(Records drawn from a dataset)
>>>>
Issue #19, opened 2021-11-14
Add async variants of `XPCClient.send/sendMessage(...)` functions


jakaplan:
macOS 10.15 and later should support this (at least as of the latest Xcode beta)

jakaplan:
This should be easy to implement a meaningful way now that Xcode 13.2 supports back deploying async/await to macOS 10.15.

PR #57, opened 2022-01-18
Optional completion handler `send` and `sendMessage` without reply

### LINKED ISSUE #17: Add support for handling client errors on reply-less messages

jakaplan:
Fixes #17

All `send` and `sendMessage` functions now take in a `XPCResponseHandler` (renamed from `XPCReplyHandler`). For those that require a reply, the response handler is non-optional. For those that can't have a reply, they can optionally provide a `XPCResponseHandler<Void>` which will get called upon successful completion or be provided an `XPCError` on failure.

In all cases, none of the functions now `throw` - all errors generated are provided to their handlers (or ignored if no handler is provided).

Three existing tests were modified and two new tests have been added.

---

This has been designed in a way which should make it relatively straightforward to address #19.

### DIFF
--- a/Sources/SecureXPC/Client/XPCClient.swift
+++ b/Sources/SecureXPC/Client/XPCClient.swift
@@ -157,87 +157,154 @@ public class XPCClient {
<<<<
List every line above containing the word "Xcode".

macOS 10.15 and later should support this (at least as of the latest Xcode beta)
This should be easy to implement a meaningful way now that Xcode 13.2 supports back deploying async/await to macOS 10.15.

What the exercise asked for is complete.